So my last step was trying to do some basic NLP on every user input to flag any case when the user asked Joshbot something substantively similar to ‘What did you do today?’ And then passing Joshbot’s response to the dall-e API in those cases.

It seemed kinda ridiculous (and needlessly expensive) to set up another GPT API call just to test for this, so instead I looked into built-in NLP packages for Node. I landed on wink.js, which features a naive Bayesian intent analysis tool that was perfect my needs. I gave it maybe 20 sample sentences to train on, and it actually runs that training and tests the user’s input each time Joshbot receives a text. (I think there’s a way to export my trained model so it only has to do this once, but… eh, I’m lazy, and I haven’t figured this out yet, and somehow it trains fast enough that I haven’t run into any problems even with my hard 10s function limit!)

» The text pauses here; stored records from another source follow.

PR #823, opened 2018-06-05
[WIP] M2C, C2M, CV ensure they are only for online copies

### LINKED ISSUE #778: ensure M2C, C2M, CV queries only for online objects
That is, we don't want to do these things on archival PreservedCopy objects

ndushay:
WIP - replaced by PRs #836 and #839

~~[WIP - what is needed for ChecksumValidation may affect this]~~

Assure that our existing M2C, C2M and CV checks only affect online PreservedCopy objects, using @jmartin-sul 's the elegant solution.

Closes #778

### DIFF
--- a/app/services/checksum_validator.rb
+++ b/app/services/checksum_validator.rb
@@ -1,6 +1,15 @@
 # code for validating Moab checksums
 class ChecksumValidator
   include ::MoabValidationHandler
+  include ActiveModel::Validations
+
+  validates_each :endpoint do |record, attr, value|
+    if value.is_a?(Endpoint)
+      record.errors.add(attr, "must be an online Endpoint for #{name}") unless value.endpoint_type.online?
+    else
+      record.errors.add(attr, 'must be an actual Endpoint')
+    end
+  end
 
   attr_reader :results, :endpoint, :full_druid, :preserved_copy, :bare_druid
 
@@ -22,6 +31,7 @@ class ChecksumValidator
     @preserved_copy = preserved_copy
     @bare_druid = preserved_copy.preserved_object.druid
     @endpoint = Endpoint.find_by(endpoint_name: endpoint_name)
+    valid?
     @results = AuditResults.new(bare_druid, nil, endpoint, 'validate_checksums')
     @full_druid = "druid:#{bare_druid}"
   end
--- a/app/services/preserved_object_handler.rb
+++ b/app/services/preserved_object_handler.rb
@@ -9,12 +9,15 @@ class PreservedObjectHandler
   include ::MoabValidationHandler
   include ActiveModel::Validations
 
-  # Note: supplying validations here to allow validation before use, e.g. incoming_version in numeric logic
   validates :druid, presence: true, format: { with: DruidTools::Druid.pattern }
   validates :incoming_version, presence: true, numericality: { only_integer: true, greater_than: 0 }
   validates :incoming_size, numericality: { only_integer: true, greater_than: 0 }
   validates_each :endpoint do |record, attr, value|
-    record.errors.add(attr, 'must be an actual Endpoint') unless value.is_a?(Endpoint)
+    if value.is_a?(Endpoint)
+      record.errors.add(attr, "must be an online Endpoint for #{name}") unless value.endpoint_type.online?
+    else
+      record.errors.add(attr, 'must be an actual Endpoint')
+    end
   end
 
   attr_reader :druid, :incoming_version, :incoming_size, :endpoint, :results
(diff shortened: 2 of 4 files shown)


app/services/checksum_validator.rb
```diff
@@ -1,6 +1,15 @@
 # code for validating Moab checksums
 class ChecksumValidator
   include ::MoabValidationHandler
+  include ActiveModel::Validations
+
```
ndushay: I'm not in love with the syntax for the below, but it gets the job done.  Improvements welcome.

app/services/checksum_validator.rb
```diff
@@ -1,6 +1,15 @@
 # code for validating Moab checksums
 class ChecksumValidator
   include ::MoabValidationHandler
+  include ActiveModel::Validations
```
ndushay: It seemed preferable to add in validations and perform it in the initialize method, since there are multiple public methods that could be called ...

app/services/preserved_object_handler.rb
```diff
@@ -9,12 +9,15 @@ class PreservedObjectHandler
   include ::MoabValidationHandler
   include ActiveModel::Validations
 
-  # Note: supplying validations here to allow validation before use, e.g. incoming_version in numeric logic
   validates :druid, presence: true, format: { with: DruidTools::Druid.pattern }
   validates :incoming_version, presence: true, numericality: { only_integer: true, greater_than: 0 }
   validates :incoming_size, numericality: { only_integer: true, greater_than: 0 }
   validates_each :endpoint do |record, attr, value|
-    record.errors.add(attr, 'must be an actual Endpoint') unless value.is_a?(Endpoint)
+    if value.is_a?(Endpoint)
```
ndushay: ditto on syntax:  I'm not in with this, but it gets the job done. Improvements welcome.

atz:
In general, model validations should not cross AR associations (that cause additional DB queries), since model validations have to validate the **in memory** state of an object as a precondition of getting to the database.  

This is one of the arguments for subsuming `EndpointType` back into `Endpoint`.

spec/services/checksum_validator_spec.rb
```diff
@@ -7,10 +7,8 @@
   let(:endpoint_name) { "fixture_sr3" }
   let(:endpoint) { Endpoint.find_by(endpoint_name: endpoint_name) }
   let(:object_dir) { "#{endpoint.storage_location}/#{DruidTools::Druid.new(druid).tree.join('/')}" }
-  let(:pres_copy) do
-    po = PreservedObject.find_by(druid: druid)
-    PreservedCopy.find_by(preserved_object: po, endpoint: endpoint)
-  end
+  let(:po) { PreservedObject.find_by(druid: druid) }
```
atz: All these seeded `find_by` calls would be better served as factory `create` statements (removing the need for many of them).

spec/services/checksum_validator_spec.rb
```diff
@@ -526,4 +524,27 @@
...
   end
+
+  describe 'endpoint validation' do
+    it 'errors when endpoint is not an Endpoint object' do
+      cv = described_class.new(pres_copy, 'foo')
+      cv.valid?
+      expect(cv.errors.messages).to include(endpoint: ["must be an actual Endpoint"])
+    end
+    it 'errors when endpoint_type is not online' do
+      endpoint_type = EndpointType.create(type_name: 'foo', endpoint_class: 'archive')
```
atz: Why not use a factory?  We already have a special one for this case, like:
```ruby
let(:endpoint) { create(:archive_endpoint) }
...
  cv = described_class.new(pc, endpoint.endpoint_name)
```
Then you don't need to create `endpoint_type` directly at all.

app/services/checksum_validator.rb
```diff
@@ -1,6 +1,15 @@
...
+
+  validates_each :endpoint do |record, attr, value|
+    if value.is_a?(Endpoint)
```
atz: Is this object valid if the Endpoint isn't also valid?  Type-checking and cascading validity checks are the kind of thing that an ActiveRecord association would deliver inherently.

app/services/checksum_validator.rb
```diff
@@ -22,6 +31,7 @@ def initialize(preserved_copy, endpoint_name)
     @preserved_copy = preserved_copy
     @bare_druid = preserved_copy.preserved_object.druid
     @endpoint = Endpoint.find_by(endpoint_name: endpoint_name)
+    valid?
```
atz: If this is important mid-initialization, shouldn't it `raise` if invalid?  It seems counterproductive to front-load the validity check and then do nothing with the result.  `endpoint` is not assignable by the caller, so they have no possibility of putting the object into a valid state.  Seems likely they shouldn't have the object at all.

Alternatively, check validity in an `after_initialize` callback, and raise there if necessary.  

The way we have to lookup `Endpoint` by name **per PC** is a performance waste.  Callers should just pass the `Endpoint` themselves, which gives `initialize` the chance to interrogate it for correctness.  Even if we don't subsume `EndpointType` (and we should!), we should add a `Endpoint#archive_type?` that caches the answer, so that the combination of passing the `Endpoint` and calling that gives us:
- the validation we want
- saves millions of `find_by` queries

atz: Upon reflection, the method isn't even necessary if we pass the Endpoint object, since the associated EndpointType object will be cached with it.

ndushay:
Some excellent points and suggestions, Joe, thanks.  Completely dopey of me to not actually check the result of `valid?` - d'oh.

ndushay:
this PR replaced by PRs #836 and #839.  Nothing to see here;  move along.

nbc.learn( 'How are you doing?', 'today' );
nbc.learn( 'How was your day?', 'today' );
nbc.learn( 'What did you do today?', 'today' );
nbc.learn( 'Get up to anything good today?', 'today' );
nbc.learn( 'What\'s new?', 'today' );
nbc.learn( 'What are you up to?', 'today' );
nbc.learn( 'how are ya?', 'today' );
nbc.learn( 'how about you?', 'today' );
nbc.learn( 'How\'s it goin', 'today' );
nbc.learn( 'What\'re you up to', 'today' );
nbc.learn( 'How\s your week going', 'today' );
nbc.learn( 'What did you do today', 'today' );
nbc.learn( 'I\'m doing well, thanks for asking. How are you doing?', 'today' );
nbc.learn( 'Just finished work and relaxing now. How was your day?', 'today' );
nbc.learn( 'Had a busy morning! What did you do today?', 'today' );
nbc.learn( 'I had a great time at the park. Get up to anything good today?', 'today' );
nbc.learn( 'Been catching up on some reading. What\'s new?', 'today' );
nbc.learn( 'Just planning my weekend. What are you up to?', 'today' );
nbc.learn( 'It\'s a beautiful day outside. Hey, how are ya?', 'today' );
nbc.learn( 'I\'m feeling pretty good, thank you. How are you doing today?', 'today' );
nbc.learn( 'I just got back from a long walk. How was your day?', 'today' );
nbc.learn( 'I\'ve been working on a new project. What did you do today?', 'today' );
nbc.learn( 'I\'ve been thinking about taking a trip soon. What\'s new with you?', 'today' );
nbc.learn( 'I\'m planning to watch a movie tonight. What are you up to later?', 'today' );
nbc.learn( 'The weather has been great. Hey, how are ya feeling today?', 'today' );
nbc.learn( 'I just finished a great book. What have you been up to?', 'today' );
nbc.learn( 'I\'m looking forward to the weekend. Got any plans?', 'today' );

So now Joshbot can send and receive images. Honestly, it’s become the most compelling part of the project, seeing a sort of daily log of whatever he’s been up to. I find myself constantly texting him and asking him what he did today. I was even thinking of setting up an automation so that every few days he just generates a photo and posts it to an Instagram story. But I haven’t gotten there just yet.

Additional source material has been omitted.